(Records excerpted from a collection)

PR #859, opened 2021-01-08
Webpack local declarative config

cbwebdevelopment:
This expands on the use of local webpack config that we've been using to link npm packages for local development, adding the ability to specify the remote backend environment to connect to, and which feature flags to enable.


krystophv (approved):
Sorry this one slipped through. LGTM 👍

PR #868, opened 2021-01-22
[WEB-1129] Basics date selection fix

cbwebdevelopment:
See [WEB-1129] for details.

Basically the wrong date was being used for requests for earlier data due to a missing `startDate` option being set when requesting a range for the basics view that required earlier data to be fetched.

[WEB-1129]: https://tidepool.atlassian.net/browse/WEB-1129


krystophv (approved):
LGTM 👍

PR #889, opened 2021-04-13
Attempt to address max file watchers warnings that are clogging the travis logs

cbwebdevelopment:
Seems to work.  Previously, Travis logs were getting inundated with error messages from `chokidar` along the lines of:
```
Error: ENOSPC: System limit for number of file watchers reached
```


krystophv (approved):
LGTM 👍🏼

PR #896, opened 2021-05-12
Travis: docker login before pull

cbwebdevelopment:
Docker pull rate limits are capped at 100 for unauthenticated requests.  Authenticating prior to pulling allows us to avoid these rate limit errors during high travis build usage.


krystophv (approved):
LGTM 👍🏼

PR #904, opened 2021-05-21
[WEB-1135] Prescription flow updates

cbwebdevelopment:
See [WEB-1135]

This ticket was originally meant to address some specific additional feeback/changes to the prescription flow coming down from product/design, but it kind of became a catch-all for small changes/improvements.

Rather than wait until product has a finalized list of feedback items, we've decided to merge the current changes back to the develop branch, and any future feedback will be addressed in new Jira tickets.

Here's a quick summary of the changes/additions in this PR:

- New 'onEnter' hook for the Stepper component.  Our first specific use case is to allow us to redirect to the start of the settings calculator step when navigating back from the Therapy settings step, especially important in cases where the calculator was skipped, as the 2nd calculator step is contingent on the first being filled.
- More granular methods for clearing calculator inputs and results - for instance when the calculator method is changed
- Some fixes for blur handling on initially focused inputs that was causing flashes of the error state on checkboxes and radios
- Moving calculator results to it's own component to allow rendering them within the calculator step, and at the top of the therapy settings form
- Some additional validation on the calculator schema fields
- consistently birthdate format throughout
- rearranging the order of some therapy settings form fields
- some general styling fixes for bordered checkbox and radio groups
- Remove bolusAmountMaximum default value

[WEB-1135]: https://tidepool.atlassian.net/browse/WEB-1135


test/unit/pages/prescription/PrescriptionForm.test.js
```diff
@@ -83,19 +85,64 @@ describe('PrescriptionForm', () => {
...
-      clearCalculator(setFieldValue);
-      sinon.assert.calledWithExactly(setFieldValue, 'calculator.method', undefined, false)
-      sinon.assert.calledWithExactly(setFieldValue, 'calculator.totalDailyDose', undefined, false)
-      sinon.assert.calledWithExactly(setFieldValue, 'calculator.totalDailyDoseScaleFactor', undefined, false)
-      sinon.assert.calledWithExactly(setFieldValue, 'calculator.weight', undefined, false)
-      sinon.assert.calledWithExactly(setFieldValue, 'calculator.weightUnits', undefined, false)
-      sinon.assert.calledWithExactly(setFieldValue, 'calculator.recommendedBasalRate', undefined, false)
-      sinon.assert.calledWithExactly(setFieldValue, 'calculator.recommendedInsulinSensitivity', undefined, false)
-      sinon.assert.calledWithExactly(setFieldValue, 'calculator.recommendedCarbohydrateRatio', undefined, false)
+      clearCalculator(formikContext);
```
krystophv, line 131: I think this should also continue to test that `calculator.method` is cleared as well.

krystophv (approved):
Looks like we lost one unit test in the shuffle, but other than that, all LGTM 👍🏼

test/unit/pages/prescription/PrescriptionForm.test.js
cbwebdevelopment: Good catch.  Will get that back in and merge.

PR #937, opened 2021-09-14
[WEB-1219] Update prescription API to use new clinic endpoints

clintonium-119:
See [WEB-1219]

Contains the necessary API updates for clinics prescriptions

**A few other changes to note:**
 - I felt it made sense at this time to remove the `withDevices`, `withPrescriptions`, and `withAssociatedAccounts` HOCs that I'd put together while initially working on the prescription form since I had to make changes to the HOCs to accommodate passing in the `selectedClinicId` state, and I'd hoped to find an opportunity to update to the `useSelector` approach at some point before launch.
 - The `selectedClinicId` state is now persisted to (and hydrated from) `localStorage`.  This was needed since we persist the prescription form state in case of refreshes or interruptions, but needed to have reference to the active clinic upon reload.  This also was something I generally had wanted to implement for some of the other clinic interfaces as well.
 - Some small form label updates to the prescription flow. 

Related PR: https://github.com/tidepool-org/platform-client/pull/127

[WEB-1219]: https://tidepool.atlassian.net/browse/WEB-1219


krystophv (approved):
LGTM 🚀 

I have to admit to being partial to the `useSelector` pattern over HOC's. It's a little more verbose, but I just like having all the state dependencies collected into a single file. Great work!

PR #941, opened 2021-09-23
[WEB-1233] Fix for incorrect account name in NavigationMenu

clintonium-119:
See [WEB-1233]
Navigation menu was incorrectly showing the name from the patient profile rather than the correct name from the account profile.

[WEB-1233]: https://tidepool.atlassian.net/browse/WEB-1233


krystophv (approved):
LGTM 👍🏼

TO DO: Repeat only the lines running from the line that contains "[WEB-1233]: https://tidepool.atlassian.net/browse/WEB-1233" through the last line above, inclusive.

WRITTEN ANSWER:
[WEB-1233]: https://tidepool.atlassian.net/browse/WEB-1233


krystophv (approved):
LGTM 👍🏼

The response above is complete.